Le opere installate ad Arte Sella sono in continua mutazione. Quelle già presenti a volte subiscono la forza incontenibile della natura, mentre di nuove ne vengono aggiunte continuamente ogni anno, andando ad arricchire ed ingrandire il parco.

Nel 2019 ne sono state aggiunte diverse e, tra queste, anche l’Urlo di Vaia, scaturita dalla furiosa tempesta Vaia (appunto!) che il 29 e 30 ottobre 2018 che ha portato fortissimi venti e temporali sulla montagna, danneggiando anche qualche opera.

Malga Costa ^

La nostra visita a Malga Costa comincia dopo aver posteggiato l’automobile nel vicino parcheggio.
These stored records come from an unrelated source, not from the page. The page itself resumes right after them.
PR #158, opened 2022-06-09
Add Wallet list_unspent method

zoedberg:
Here is my attempt at implementing the `list_unspent` method.

In order to test this I've updated the `bdk-ffi` submodule in the `bdk-kotlin` project, ran commands to build and publish the android library to a local maven repository and finally imported the library on an Android project written in Kotlin.

The list seems to work fine, except for a strange behaviour I've noticed when calling the method multiple times.

So, in order to exclude bugs from my side, I've wrote a minimal Rust project that directly uses bdk 0.18 to list the unspents of an existing wallet.

From this test I've understood that creating a wallet using a `bdk::database::SqliteDatabase` database and calling the wallet `sync` method leads to each UTXO getting re-inserted in the database even if already present.

Here's a minimal piece of code that shows how to reproduce the bug:

```rust
let blockchain = ElectrumBlockchain::from(Client::new("ssl://electrum.blockstream.info:60002")?);
let database = bdk::database::SqliteDatabase::new("./testdb.sqlite".to_string());
let wallet = Wallet::new(
    "wpkh(tprv8ZgxMBicQKsPdqrqwQmJsdw7Sbt36hJPJyoCQ5BhFwfLcfVHQEwiwPykQPLT9AxUYS26BPQ4yrqTYYGG4HPg4UwJzLJCnK5L8YC6VAUb8nZ/84'/1'/0'/0/*)",
    Some("wpkh(tprv8ZgxMBicQKsPdqrqwQmJsdw7Sbt36hJPJyoCQ5BhFwfLcfVHQEwiwPykQPLT9AxUYS26BPQ4yrqTYYGG4HPg4UwJzLJCnK5L8YC6VAUb8nZ/84'/1'/0'/1/*)"),
    Network::Testnet,
    database,
)?;

wallet.sync(&blockchain, SyncOptions::default())?;

println!("Num unspents: {}", wallet.list_unspent()?.len());

>> Num unspents: 1

wallet.sync(&blockchain, SyncOptions::default())?;

println!("Num unspents: {}", wallet.list_unspent()?.len());

>> Num unspents: 2

println!("Num unspents: {}", wallet.list_unspent()?.len());

>> Num unspents: 2

wallet.sync(&blockchain, SyncOptions::default())?;

println!("Num unspents: {}", wallet.list_unspent()?.len());

>> Num unspents: 3

println!("Num unspents: {}", wallet.list_unspent()?.len());

>> Num unspents: 3
```

Inspecting the sqlite database shows that the UTXO actually gets re-inserted at each sync.

The error does not arise when the database is defined as `MemoryDatabase::default()`.

### DIFF
--- a/src/lib.rs
+++ b/src/lib.rs
@@ -190,7 +190,8 @@ pub struct LocalUtxo {
     is_spent: bool,
 }
 
-/// Trait used to convert a script to an address using the wallet network
+// This trait is used to convert the bdk TxOut type with field `script_pubkey: Script`
+// into the bdk-ffi TxOut type which has a field `address: String` instead
 trait NetworkLocalUtxo {
     fn from_utxo(x: &bdk::LocalUtxo, network: Network) -> LocalUtxo;
 }
--- a/src/lib.rs
+++ b/src/lib.rs
@@ -15,7 +15,8 @@ use bdk::miniscript::BareCtx;
 use bdk::wallet::AddressIndex as BdkAddressIndex;
 use bdk::wallet::AddressInfo as BdkAddressInfo;
 use bdk::{
-    BlockTime, Error, FeeRate, SignOptions, SyncOptions as BdkSyncOptions, Wallet as BdkWallet,
+    BlockTime, Error, FeeRate, KeychainKind, SignOptions, SyncOptions as BdkSyncOptions,
+    Wallet as BdkWallet,
 };
 use std::convert::{From, TryFrom};
 use std::fmt;
@@ -182,27 +183,15 @@ pub struct TxOut {
     address: String,
 }
 
-pub enum KeychainKind {
-    External = 0,
-    Internal = 1,
-}
-
-impl From<bdk::KeychainKind> for KeychainKind {
-    fn from(x: bdk::KeychainKind) -> KeychainKind {
-        match x {
-            bdk::KeychainKind::External => KeychainKind::External,
-            bdk::KeychainKind::Internal => KeychainKind::Internal,
-        }
-    }
-}
-
 pub struct LocalUtxo {
     outpoint: OutPoint,
     txout: TxOut,
     keychain: KeychainKind,
+    is_spent: bool,
 }
 
-trait NetworkLocalUtxo: {
+/// Trait used to convert a script to an address using the wallet network
+trait NetworkLocalUtxo {
     fn from_utxo(x: &bdk::LocalUtxo, network: Network) -> LocalUtxo;
 }
 
@@ -216,9 +205,14 @@ impl NetworkLocalUtxo for LocalUtxo {
             txout: TxOut {
                 value: x.txout.value,
                 address: bdk::bitcoin::util::address::Address::from_script(
-                    &x.txout.script_pubkey, network).unwrap().to_string(),
+                    &x.txout.script_pubkey,
+                    network,
+                )
+                .unwrap()
+                .to_string(),
             },
-            keychain: KeychainKind::from(x.keychain),
+            keychain: x.keychain,
+            is_spent: x.is_spent,
         }
     }
 }
@@ -337,7 +331,10 @@ impl Wallet {
 
     fn list_unspent(&self) -> Result<Vec<LocalUtxo>, Error> {
         let unspents = self.get_wallet().list_unspent()?;
-        Ok(unspents.iter().map(|u| LocalUtxo::from_utxo(u, self.get_network())).collect())
+        Ok(unspents
+            .iter()
+            .map(|u| LocalUtxo::from_utxo(u, self.get_network()))
+            .collect())
     }
 }
 
--- a/src/lib.rs
+++ b/src/lib.rs
@@ -172,6 +172,57 @@ struct Wallet {
     wallet_mutex: Mutex<BdkWallet<AnyDatabase>>,
 }
 
+pub struct OutPoint {
+    txid: String,
+    vout: u32,
+}
+
+pub struct TxOut {
+    value: u64,
+    address: String,
+}
+
+pub enum KeychainKind {
+    External = 0,
+    Internal = 1,
+}
+
+impl From<bdk::KeychainKind> for KeychainKind {
+    fn from(x: bdk::KeychainKind) -> KeychainKind {
+        match x {
+            bdk::KeychainKind::External => KeychainKind::External,
+            bdk::KeychainKind::Internal => KeychainKind::Internal,
+        }
+    }
+}
+
+pub struct LocalUtxo {
+    outpoint: OutPoint,
+    txout: TxOut,
+    keychain: KeychainKind,
+}
+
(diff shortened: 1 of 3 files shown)


notmandatory:
This looks like great stuff. As for the next `bdk-ffi` release the focus will be on upgrading to the `bdk` `0.19.0` release. But once that's out we can get back to adding new APIs like this one.

src/lib.rs
```diff
@@ -172,6 +172,57 @@ struct Wallet {
...
+impl From<bdk::KeychainKind> for KeychainKind {
+    fn from(x: bdk::KeychainKind) -> KeychainKind {
+        match x {
+            bdk::KeychainKind::External => KeychainKind::External,
+            bdk::KeychainKind::Internal => KeychainKind::Internal,
+        }
+    }
+}
+
+pub struct LocalUtxo {
```
thunderbiscuit, line 199: The BDK version of this struct has a boolean `is_spent`. I assume you didn't include it here because `LocalUtxo` will only be returned from the `list_unspent()` method, which means that boolean will only ever been set to `false`. In this case, however, I think the naming could lead to confusion if some developers are familiar with the Rust version of BDK.

I propose we either:
1. Rename the struct `UnspentLocalUtxo` to make explicit the fact that it is unspent, or
2. Add the `is_spent` boolean to it, which for now will only ever be false

I suggest we go with (2) because to me that feels more forward-compatible. if ever we implement other features that use the `LocalUtxo` struct we'll have it in its entirety already. I also feel like it might allow you to simplify some of the mapping between the `LocalUtxo` struct you have here and the one defined in BDK.

src/lib.rs
```diff
@@ -172,6 +172,57 @@ struct Wallet {
...
+    txid: String,
+    vout: u32,
+}
+
+pub struct TxOut {
+    value: u64,
+    address: String,
+}
+
+pub enum KeychainKind {
```
thunderbiscuit, line 185: I'm not sure we need the 0 and 1 here but maybe there is something I'm missing. Can you tell me why you added them and not just use the enum defined in BDK directly? (i.e. no need to define it here in Rust and you could simply have it in the UDL file I think)

thunderbiscuit: Follow-up: my [tests pass](https://github.com/thunderbiscuit/bdk-kotlin-test-suite/blob/23527ef3797eff48afc81b11af0fd7c776c84734/app/src/test/kotlin/bdk/kotlin/testsuite/ListUnspent.kt#L35-L46) when refactoring the KeychainKind out of the lib.rs file like so:
```rust
// pub enum KeychainKind {
//     External = 0,
//     Internal = 1,
// }

// impl From<bdk::KeychainKind> for KeychainKind {
//     fn from(x: bdk::KeychainKind) -> KeychainKind {
//         match x {
//             bdk::KeychainKind::External => KeychainKind::External,
//             bdk::KeychainKind::Internal => KeychainKind::Internal,
//         }
//     }
// }

impl NetworkLocalUtxo for LocalUtxo {
    fn from_utxo(x: &bdk::LocalUtxo, network: Network) -> LocalUtxo {
        LocalUtxo {
            outpoint: OutPoint {
                txid: x.outpoint.txid.to_string(),
                vout: x.outpoint.vout,
            },
            txout: TxOut {
                value: x.txout.value,
                address: bdk::bitcoin::util::address::Address::from_script(
                    &x.txout.script_pubkey, network).unwrap().to_string(),
            },
            keychain: x.keychain,
        }
    }
}
```

src/lib.rs
```diff
@@ -172,6 +172,57 @@ struct Wallet {
...
 }
 
+pub struct OutPoint {
+    txid: String,
+    vout: u32,
+}
+
+pub struct TxOut {
+    value: u64,
+    address: String,
```
thunderbiscuit, line 182: At first glance it looks good to me, but it's still something I want to bring to the attention of other reviewers (@notmandatory, @artfuldev). The `TxOut` in BDK contains a `Script` instead of an address of type `String`. I don't think we need the `Script` at the moment, but it does change the shape of the API, so something to note.

src/lib.rs
```diff
@@ -172,6 +172,57 @@ struct Wallet {
...
+    txout: TxOut,
+    keychain: KeychainKind,
+}
+
+trait NetworkLocalUtxo: {
+    fn from_utxo(x: &bdk::LocalUtxo, network: Network) -> LocalUtxo;
+}
+
+impl NetworkLocalUtxo for LocalUtxo {
+    fn from_utxo(x: &bdk::LocalUtxo, network: Network) -> LocalUtxo {
```
thunderbiscuit, line 210: I'd love it if we started commenting our codebase more (the FFI layer can be quite opaque and I want to make sure we make it easy on new contributors), and I think this is a perfect place to start. 

It took me a few minutes to understand what this `NetworkLocalUtxo` trait was for, and if I understand correctly, you added this trait because the `TxOut` struct now contains an `address` (`String`), and for that you need the [Address::from_script()](https://docs.rs/bitcoin/latest/bitcoin/util/address/struct.Address.html#method.from_script) which requires a network. That's great stuff and let me know if I didn't understand correctly. Long-winded way to say... I think we should just add a small comment explaining what this `NetworkLocalUtxo` is used for 🤣.

thunderbiscuit (commented):
Thanks a bunch for tackling this @zoedberg! Coin selection is an important feature and this is the first step.

I left a few comments there for you; let me know if they all make sense.

zoedberg:
@thunderbiscuit A big thanks to you and everybody who participated to this project, it's a pleasure to contribute to such a well designed and written project. I agree with all the comments, working on in it right now, will push the changes soon :)

src/lib.rs
zoedberg: Sorry, my mistake. I initially assumed that was a requirement of uniFFI but then forgot to try without. Thanks for the suggestion!

src/lib.rs
zoedberg: I also feel that (2) is a better choice here so just added the field

src/lib.rs
zoedberg: I had some hard times finding a fitting and self-explanatory name for this trait, so I agree a comment could be useful here. For next contributions I will keep in mind that comments are welcome :smile:

zoedberg:
Rebased the PR branch and added the suggested changes. Tested them on Android where they seem to work fine :)

thunderbiscuit:
This is ready for merge IMO. I'll wait for one more reviewer to chime in and will squash your commits into one + merge.

thunderbiscuit:
@notmandatory would love your review on this. I'm not sure if we should merge before #154, as this is an easier and ready to go change, 154 might be still WIP a bit (but maybe not? happy to do it the other way too). In any case merging this will allow us to start reviewing #164, which I'd love to start working on this week.

notmandatory (approved):
ACK fad5e3cefdfec2e396928b8621e96407570b3fc4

Già arrivando qui, ancora prima di giungere alla biglietteria, vediamo alcune opere di Arte Sella lungo il nostro tragitto, già immerso nella natura.

Cerca di Roberto Conte del 2012 ^

Cerca è la prima opera che vediamo, che ci si presenta come un grande cannocchiale rivolto verso le montagne. L’opera viene infatti presentata come un contenitore per gli sguardi. Conte invita i visitatori ad interagire con la sua opera, creando una relazione con ciò che si può percepire come anima del mondo, pronta ad essere cercata.

Spaventapasseri di Tobia Scarpa del 2010 ^

A pochi passi di distanza, sempre sul lato sinistro del sentiero, troviamo lo Spaventapasseri una struttura in metallo integrata praticamente nel cortile del ristorante. Solitamente questo strumento è inserito nei campi dove si trova contestualizzato alla sua funzione. In questo caso è invece estrapolato e diventa quasi un elemento didattico per chi si trova qui. All’interno della struttura in metallo sono inserite delle teste stilizzate di civetta, ottenute piegando il materiale con curve logaritmiche poi specchiate. Nell’opera si trovano anche elementi che richiamano la sequenza di Fibonacci e la sezione aurea, a voler quasi sottolineare il rapporto tra l’opera e la natura.

Spaventapasseri di Tobia Scarpa - Arte Sella

L’urlo di Vaia di Vera Bonaventura e Roberto Mainardi del 2019 ^

La tempesta Vaia del 2018, oltre a portare distruzione, ha anche acceso la creatività degli artisti e, prima di cominciare il percorso nel bosco, ci si può sedere in una stanza totalmente al buio per fruire dell’opera sonora che ne è scaturita. Nell’Urlo di Vaia si ascoltano per diversi minuti suoni della natura prorompente registrati proprio nel bosco durante quei due giorni. Sarà un’esperienza emozionante che ci mette davanti alla forza esplosiva della natura.

In appena cinque ore alla fine di ottobre, la furia della natura si è abbattuta sulla Val di Sella ed ha sradicato 14 milioni di alberi. Nell’opera è possibile rivivere, almeno in parte, questa tempesta e diventare testimoni di quanto avvenuto qui.

Dacci oggi il nostro pane di Ginette Caron del 2019 ^

L’opera Dacci oggi il nostro pane segna praticamente l’ingresso ad Arte Sella in Malga Costa. Da qui è infatti necessario avere il biglietto di ingresso per proseguire nella visita. Quest’opera fa parte di un progetto più ampio cominciato con Expo 2015 che ha visto questo messaggio di pace girare varie parti del mondo in diverse lingue. Ad Arte Sella è proposto in tedesco. L’opera è stata posizionata in un punto estremamente significativo: dove correva la trincea che separava l’Italia dall’impero austro ungarico durante la prima guerra mondiale.

Dacci oggi il nostro pane di Ginette Caron

Il vento di Sella di Anthony Howe del 2014 ^

Quando giungiamo ad Arte Sella possiamo vedere in Il Vento di Sella i risultati della tempesta Vaia: l’opera è infatti appoggiata a terra e un albero divelto vi riposa al fianco. Originariamente questa grande elica era sospesa tra due tronchi e si muoveva con il vento che soffiava tra le fronde.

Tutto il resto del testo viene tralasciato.